PR #3589, opened 2016-02-12
Update move-text

jasonm23:
Don't pull from the emacswiki - new repo added

### DIFF
--- a/recipes/move-text
+++ b/recipes/move-text
@@ -1,1 +1,1 @@
-(move-text :fetcher wiki)
+(move-text :fetcher github :repo "emacsfodder/move-text")


purcell:
Yay, thanks.

Wilfred:
Argh, I patched the version on the wiki just after this changed. :)

jasonm23:
You're the reason why this had to happen.  Your fix broke some people and there was no oversight.

jasonm23:
We will need to nail down which versions broke

jasonm23:
Would you open an issue on the repo itself, and we will get it fixed up :+1:

jasonm23:
(In the meantime we can make the old version stable and the latest on wiki, edge.)

Wilfred:
Sorry about that. I've opened https://github.com/emacsfodder/move-text/issues/2 so we can fix this properly.

PR #3593, opened 2016-02-12
use github fetcher for markdown-mode recipe

vyp:
Ref <https://github.com/jrblevin/markdown-mode/issues/84>.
++++
## PROBLEM DESCRIPTION
Each line of the records should be repeated exactly as it stands.

## EXERCISE RESPONSE
PR #3589, opened 2016-02-12
Update move-text

jasonm23:
Don't pull from the emacswiki - new repo added

### DIFF
--- a/recipes/move-text
+++ b/recipes/move-text
@@ -1,1 +1,1 @@
-(move-text :fetcher wiki)
+(move-text :fetcher github :repo "emacsfodder/move-text")


purcell:
Yay, thanks.

Wilfred:
Argh, I patched the version on the wiki just after this changed. :)

jasonm23:
You're the reason why this had to happen.  Your fix broke some people and there was no oversight.

jasonm23:
We will need to nail down which versions broke

jasonm23:
Would you open an issue on the repo itself, and we will get it fixed up :+1:

jasonm23:
(In the meantime we can make the old version stable and the latest on wiki, edge.)

Wilfred:
Sorry about that. I've opened https://github.com/emacsfodder/move-text/issues/2 so we can fix this properly.

PR #3593, opened 2016-02-12
use github fetcher for markdown-mode recipe

vyp:
Ref <https://github.com/jrblevin/markdown-mode/issues/84>.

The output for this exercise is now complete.